You could also get cement paint and paint them black just an idea  Looks good


----------



## k19smith (Aug 19, 2011)

Santaclaws said:


> You could also get cement paint and paint them black just an idea  Looks good



That's an idea, never thought about it. Thanks.


----------



## Santaclaws (Sep 20, 2011)

k19smith said:


> That's an idea, never thought about it.
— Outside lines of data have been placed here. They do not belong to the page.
PR #10376, opened 2024-04-05
Add New Resource resource_google_project_iam_member_remove

hao-nan-li:
Fixes https://github.com/hashicorp/terraform-provider-google/issues/11724

```release-note:new-resource
`google_project_iam_member_remove`
```

### DIFF
--- a/mmv1/third_party/terraform/services/resourcemanager/resource_google_project_iam_member_remove.go
+++ b/mmv1/third_party/terraform/services/resourcemanager/resource_google_project_iam_member_remove.go
@@ -46,10 +46,10 @@ func ResourceGoogleProjectIamMemberRemove() *schema.Resource {
 
 func resourceGoogleProjectIamMemberRemoveCreate(d *schema.ResourceData, meta interface{}) error {
 	config := meta.(*transport_tpg.Config)
-	
-	project:= d.Get("project").(string)
+
+	project := d.Get("project").(string)
 	role := d.Get("role").(string)
-	member:= d.Get("member").(string)
+	member := d.Get("member").(string)
 
 	iamPolicy, err := config.NewResourceManagerClient(config.UserAgent).Projects.GetIamPolicy(project,
 		&cloudresourcemanager.GetIamPolicyRequest{
@@ -87,8 +87,8 @@ func resourceGoogleProjectIamMemberRemoveCreate(d *schema.ResourceData, meta int
 func resourceGoogleProjectIamMemberRemoveRead(d *schema.ResourceData, meta interface{}) error {
 
 	project := d.Get("project").(string)
-	role:= d.Get("role").(string)
-	member:= d.Get("member").(string)
+	role := d.Get("role").(string)
+	member := d.Get("member").(string)
 
 	if err := d.Set("role", role); err != nil {
 		return fmt.Errorf("Error setting role: %s", err)
--- a/mmv1/third_party/terraform/services/resourcemanager/resource_google_project_iam_member_remove.go
+++ b/mmv1/third_party/terraform/services/resourcemanager/resource_google_project_iam_member_remove.go
@@ -6,7 +6,7 @@ import (
 	"github.com/hashicorp/terraform-plugin-sdk/v2/helper/schema"
 	"github.com/hashicorp/terraform-provider-google/google/tpgiamresource"
 	transport_tpg "github.com/hashicorp/terraform-provider-google/google/transport"
-	"google.golang.org/api/cloudresourcemanager/v1"
+	cloudresourcemanager "google.golang.org/api/cloudresourcemanager/v1"
 )
 
 func ResourceGoogleProjectIamMemberRemove() *schema.Resource {
@@ -16,22 +16,23 @@ func ResourceGoogleProjectIamMemberRemove() *schema.Resource {
 		Delete: resourceGoogleProjectIamMemberRemoveDelete,
 
 		Schema: map[string]*schema.Schema{
-			"role": {
-				Type:     schema.TypeString,
-				ForceNew: true,
-				Required: true,
-			},
 			"project": {
 				Type:        schema.TypeString,
 				ForceNew:    true,
 				Required:    true,
-				Description: `The project that the service account will be created in. Defaults to the provider project configuration.`,
+				Description: `The project id of the target project.`,
+			},
+			"role": {
+				Type:        schema.TypeString,
+				ForceNew:    true,
+				Required:    true,
+				Description: `The target role that should be removed.`,
 			},
 			"member": {
 				Type:        schema.TypeString,
 				ForceNew:    true,
 				Required:    true,
-				Description: `The Identity of the service account in the form 'serviceAccount:{email}'. This value is often used to refer to the service account in order to grant IAM permissions.`,
+				Description: `The IAM principal that should not have the target role.`,
 			},
 		},
 		UseJSONNumber: true,
@@ -44,6 +45,7 @@ func resourceGoogleProjectIamMemberRemoveCreate(d *schema.ResourceData, meta int
 	project := d.Get("project").(string)
 	role := d.Get("role").(string)
 	member := d.Get("member").(string)
+
 	found := false
 	iamPolicy, err := config.NewResourceManagerClient(config.UserAgent).Projects.GetIamPolicy(project,
 		&cloudresourcemanager.GetIamPolicyRequest{
@@ -51,20 +53,24 @@ func resourceGoogleProjectIamMemberRemoveCreate(d *schema.ResourceData, meta int
 				RequestedPolicyVersion: tpgiamresource.IamPolicyVersion,
 			},
 		}).Do()
+	if err != nil {
+		return transport_tpg.HandleNotFoundError(err, d, d.Id())
+	}
 
 	for i := 0; i < len(iamPolicy.Bindings); i++ {
-		for j := 0; j < len(iamPolicy.Bindings[i].Members); j++ {
-			if member == iamPolicy.Bindings[i].Members[j] {
-				if role == iamPolicy.Bindings[i].Role {
+		if role == iamPolicy.Bindings[i].Role {
+			for j := 0; j < len(iamPolicy.Bindings[i].Members); j++ {
+				if member == iamPolicy.Bindings[i].Members[j] {
 					found = true
 					iamPolicy.Bindings[i].Members = append(iamPolicy.Bindings[i].Members[:j], iamPolicy.Bindings[i].Members[j+1:]...)
+					break
 				}
 			}
 		}
 	}
 
 	if found == false {
-		fmt.Printf("Could not find Member %s with the corresponding role %s.", member, role)
+		fmt.Printf("[DEBUG] Could not find Member %s with the corresponding role %s. No removal necessary", member, role)
 	} else {
 		updateRequest := &cloudresourcemanager.SetIamPolicyRequest{
 			Policy:     iamPolicy,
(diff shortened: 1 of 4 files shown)


mmv1/third_party/terraform/services/resourcemanager/resource_google_project_iam_member_remove.go
```diff
@@ -0,0 +1,109 @@
...
+	iamPolicy, err := config.NewResourceManagerClient(config.UserAgent).Projects.GetIamPolicy(project,
+		&cloudresourcemanager.GetIamPolicyRequest{
+			Options: &cloudresourcemanager.GetPolicyOptions{
+				RequestedPolicyVersion: tpgiamresource.IamPolicyVersion,
+			},
+		}).Do()
+	for _, bind := range iamPolicy.Bindings {
+		for _, existingMember := range bind.Members {
+			if member == existingMember {
+				if role == bind.Role {
```
rileykarson, line 63: Can you test this with multiple roles assigned to the identity we're removing the single-role membership from?

mmv1/third_party/terraform/services/resourcemanager/resource_google_project_iam_member_remove.go
```diff
@@ -0,0 +1,109 @@
...
+					bind.Role = "role/remove"
```
rileykarson, line 64: This creates the right request, but I'm not entirely sure why it does- can you point to docs or code that makes this work? I expected an API error on first read.

mmv1/third_party/terraform/services/resourcemanager/resource_google_project_iam_member_remove_test.go
```diff
@@ -0,0 +1,60 @@
...
+	"testing"
+
+	"github.com/hashicorp/terraform-plugin-sdk/v2/helper/resource"
+)
+
+func TestAccProjectIamMemberRemove_basic(t *testing.T) {
+	t.Parallel()
+
+	org := envvar.GetTestOrgFromEnv(t)
+	members := "user:gterraformtest7@gmail.com"
```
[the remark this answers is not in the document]
rileykarson: (if not, make sure this is an OTA that is shared w/ the team)

mmv1/third_party/terraform/website/docs/r/google_project_iam_member_remove.html.markdown
```diff
@@ -0,0 +1,36 @@
+---
+subcategory: "Cloud Platform"
+description: |-
+ Allows removal of a binding policy.
```
rileykarson, line 4:
```suggestion
 Allows removal of a member:role pairing from an IAM policy.
```

rileykarson: Same wording below as well.

mmv1/third_party/terraform/website/docs/r/google_project_iam_member_remove.html.markdown
```diff
@@ -0,0 +1,36 @@
...
+* `member` - (Required) Identities that will be granted the privilege in `role`.
+  Each entry can have one of the following values:
+  * **user:{emailid}**: An email address that represents a specific Google account. For example, alice@gmail.com or joe@example.com.
+  * **serviceAccount:{emailid}**: An email address that represents a service account. For example, my-other-app@appspot.gserviceaccount.com.
+  * **group:{emailid}**: An email address that represents a Google group. For example, admins@example.com.
+  * **domain:{domain}**: A G Suite domain (primary, instead of alias) name that represents all the users of that domain. For example, google.com or example.com.
+
+* `role` - (Required) The role that should be removed. 
+
+* `project` - (Required) The project id of the target project.
```
rileykarson, line 36: Not consistent w/ current code. See other comment to correct.

mmv1/third_party/terraform/services/resourcemanager/resource_google_project_iam_member_remove.go
hao-nan-li: According to the logs, the role is removed. https://cloud.google.com/resource-manager/reference/rest/v1/projects/setIamPolicy. On the other hand it might not be the best message to send.

mmv1/third_party/terraform/services/resourcemanager/resource_google_project_iam_member_remove.go
```diff
@@ -0,0 +1,109 @@
...
+			tpgresource.DefaultProviderProject,
+		),
+
+		Schema: map[string]*schema.Schema{
+			"role": {
+				Type:     schema.TypeString,
+				ForceNew: true,
+				Required: true,
+			},
+			"project": {
```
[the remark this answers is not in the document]
hao-nan-li: Will do.

mmv1/third_party/terraform/website/docs/r/google_project_iam_member_remove.html.markdown
hao-nan-li: Will do.

mmv1/third_party/terraform/services/resourcemanager/resource_google_project_iam_member_remove_test.go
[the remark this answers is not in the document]
hao-nan-li: I'm not sure I fully understood this comment, what is a service account in-band?

mmv1/third_party/terraform/services/resourcemanager/resource_google_project_iam_member_remove.go
rileykarson: I don't see why we're adding role/remove on that page, though, rather than removing the role from the binding (or the binding altogether)

How would this work if there were more members in the same binding, as well?

mmv1/third_party/terraform/services/resourcemanager/resource_google_project_iam_member_remove_test.go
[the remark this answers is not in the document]
rileykarson: Creating a google_service_account resource within the test (in-band within the test) rather than pre-creating it out-of-band manually.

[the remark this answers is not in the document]
hao-nan-li: Could you give an example so I could refer to?

mmv1/third_party/terraform/services/resourcemanager/resource_google_project_iam_member_remove.go
hao-nan-li: remove role involves a GetIamPolicy request and then a SetIamPolicy request. https://yaqs.corp.google.com/eng/q/7281177105365204992. 

For this specific case, we only consider member as a string, not a set. So only one binding could be removed at a time.

mmv1/third_party/terraform/services/resourcemanager/resource_google_project_iam_member_remove_test.go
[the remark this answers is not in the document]
rileykarson: https://registry.terraform.io/providers/hashicorp/google/latest/docs/resources/google_service_account_iam#google_service_account_iam_member

Creating google_service_account.sa and then assigning it as a member in google_service_account_iam_member.gce-default-account-iam, **not** google_service_account_iam_member.admin-account-iam

mmv1/third_party/terraform/services/resourcemanager/resource_google_project_iam_member_remove.go
rileykarson: > So only one binding could be removed at a time.

That's correct- we can only remove one binding at a time, and only if we just removed the last member from the binding.

We should verify we are not removing the entire binding when we are removing only a single member in a binding with multiple members.

> remove role involves a GetIamPolicy request and then a SetIamPolicy request

Not sure I understand. We are doing a GetIamPolicy and then a SetIamPolicy request.

mmv1/third_party/terraform/services/resourcemanager/resource_google_project_iam_member_remove.go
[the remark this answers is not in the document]
hao-nan-li: I'm getting `Error: SetNew only operates on computed keys - project is not one` if I replace O+C to `required`. Not sure why this is happening.

mmv1/third_party/terraform/services/resourcemanager/resource_google_project_iam_member_remove_test.go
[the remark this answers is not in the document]
hao-nan-li: I'd ideally not intend to make the basic test too complicated. Can we simply follow what https://github.com/GoogleCloudPlatform/magic-modules/blob/main/mmv1/third_party/terraform/services/resourcemanager/resource_google_project_iam_binding_test.go.erb#L342 is doing?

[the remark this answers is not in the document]
rileykarson: We can cover this with more test cases in that case.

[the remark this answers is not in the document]
rileykarson: Oh, this is the service account thread: We should ensure we're using an OTA, at least. That test should have used one but may not have.

mmv1/third_party/terraform/services/resourcemanager/resource_google_project_iam_member_remove.go
hao-nan-li: Good catch, looks like for each binding, there's one role matching to one member. I think this might cover it already but I need to verify.
https://stackoverflow.com/questions/61661116/want-to-assign-multiple-google-cloud-iam-roles-to-a-service-account-via-terrafor

mmv1/third_party/terraform/services/resourcemanager/resource_google_project_iam_member_remove_test.go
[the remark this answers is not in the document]
hao-nan-li: I'm looking to add another test with multiple members binding to the same role. What does OTA stand for? Is `"user:gterraformtest1@gmail.com"` part of the OTA? That was used in the test referred by the hyperlink above.

mmv1/third_party/terraform/services/resourcemanager/resource_google_project_iam_member_remove.go
hao-nan-li: removed this line as it caused some API errors.

mmv1/third_party/terraform/services/resourcemanager/resource_google_project_iam_member_remove.go
hao-nan-li: added a test for multiple members on a same role, test says passed, but it's not behaving correctly, will attempt to fix that.

hao-nan-li:
For both tests, the the member is removed from the setIamPolicy request, I end up with this error:

~ resource "google_project_iam_binding" "bar" {
  |         id      = "tf-test-7shlwzzaiz/roles/editor"
  |       ~ members = [
  |           + "user:gterraformtest1@gmail.com",
  |         ]
  |         # (3 unchanged attributes hidden)
  |     }

Looks like after removing the member, something goes wrong with the resource that creates them, will take a look tmr.

mmv1/third_party/terraform/services/resourcemanager/resource_google_project_iam_member_remove.go
```diff
@@ -0,0 +1,109 @@
...
+
+	d.SetId(fmt.Sprintf("%s/%s/%s", project, member, role))
+	if err != nil {
+		return transport_tpg.HandleNotFoundError(err, d, d.Id())
+	}
+
+	return resourceGoogleProjectIamMemberRemoveRead(d, meta)
+}
+
+func resourceGoogleProjectIamMemberRemoveRead(d *schema.ResourceData, meta interface{}) error {
```
rileykarson, line 87: Drift detection does not currently work- this step will currently never do anything. This should either remove the resource from state if the membership is present or we should manage a boolean on the resource that we use to determine whether we should call Update where we go ahead and remove the value.

rileykarson: Resolved in my commit

rileykarson:
@c2thorn I've picked this up, can you do a full re-review?

mmv1/third_party/terraform/services/resourcemanager/resource_google_project_iam_member_remove.go
```diff
@@ -0,0 +1,132 @@
...
+					found = true
+					break
+				}
+			}
+		}
+	}
+
+	if found {
+		fmt.Printf("[DEBUG] found policy for resource %v, removing from state", d.Id())
+		d.SetId("")
```
slevenick, line 121: So if the IAM member exists we consider this resource not present to trigger the recreation that removes the IAM member? I think that makes sense

mmv1/third_party/terraform/services/resourcemanager/resource_google_project_iam_member_remove.go
```diff
@@ -0,0 +1,132 @@
...
+				if member == iamPolicy.Bindings[i].Members[j] {
+					found = true
+					break
+				}
+			}
+		}
+	}
+
+	if found {
+		fmt.Printf("[DEBUG] found policy for resource %v, removing from state", d.Id())
```
slevenick, line 120: Change this log line to something like: "found IAM member matching ..."

mmv1/third_party/terraform/services/resourcemanager/resource_google_project_iam_member_remove.go
```diff
@@ -0,0 +1,132 @@
...
+				ForceNew:    true,
+				Required:    true,
+				Description: `The IAM principal that should not have the target role.`,
+			},
+		},
+		UseJSONNumber: true,
+	}
+}
+
+func resourceGoogleProjectIamMemberRemoveCreate(d *schema.ResourceData, meta interface{}) error {
```
slevenick, line 42: Do we expect any race conditions when creating this within a large Terraform config? For example, depending on the ordering of creates in a large config a binding may be applied before or after the member remove resource.

I guess there's not much we can do there and the recreate should appear on next plan time if it is applied in the wrong order

mmv1/third_party/terraform/services/resourcemanager/resource_google_project_iam_member_remove_test.go
```diff
@@ -0,0 +1,269 @@
...
+
+resource "time_sleep" "wait_20s" {
+  depends_on = [google_project_iam_binding.bar]
+  create_duration = "20s"
+}
+
+resource "google_project_iam_member_remove" "foo" {
+  role     = "roles/editor"
+  project  = google_project.project.project_id
+  member  = "user:gterraformtest1@gmail.com"
```
slevenick, line 113: Do we own the emails used in this test? If not, can we grant a lesser permission than "editor" on the project even though it's short-lived?

slevenick (approved):
Two minor changes requested, otherwise looks good

mmv1/third_party/terraform/services/resourcemanager/resource_google_project_iam_member_remove_test.go
rileykarson: They're OTAs held by our team, yep. I confirmed that earlier w/ Hao.

mmv1/third_party/terraform/services/resourcemanager/resource_google_project_iam_member_remove.go
rileykarson: Yep! From docs:

> If the membership is ever re-added, the next refresh will clear this
resource from state, proposing re-adding it to correct the membership.

rileykarson: I considered changing it to an output boolean we change in a CustomizeDiff, which would make adding import make sense, but figured it wasn't worth the extra effort on the initial implementation. We could always change that in a major version (and potentially even a minor depending how strict we are 🤷‍♀️ )

mmv1/third_party/terraform/services/resourcemanager/resource_google_project_iam_member_remove.go
rileykarson: Yep, exactly. I'll add some more details to the docs.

Thanks.


Your Welcome:-D


----------



## onefish2fish (Jul 22, 2008)

k19smith said:


> ... I'm just not sure exactly how she did it.



their upper shelves are sitting on wooden frames. it also appears the boards are turned up, which is stronger then laid flat ( easier to snap )


----------



## zof (Apr 23, 2010)

just saw the link..... jeeze taking care of that would be a full time job, can't image the water changes. Heck with something that massive you skip the heaters in the tanks and just keep the room temperature at 78.


----------



## n2fish (Sep 18, 2011)

k19smith said:


> Updated Fishroom AGAIN


:shock:


----------



## k19smith (Aug 19, 2011)

Yeah I'm in love with her set up. I'm actually gonna tear my racks apart hopefully tomorrow because I bought a 55 and 30g I'm gonna redo a few things and add 2x4's. I'll post pics when I get it finished.


----------



## mickmac247 (Oct 27, 2006)

probably uses a python for the ater changes so might not be to ad afterall


----------



## cableguy69846 (Apr 19, 2011)

Not a bad idea. I have been thinking about something like this for a while. I need to cat proof mine though.

That lady's fish room is crazy. In some of the pics it looks like she used 4x4's in some of them. Just a thought.

Looks good so far man. Looking forward to the upgrades.


----------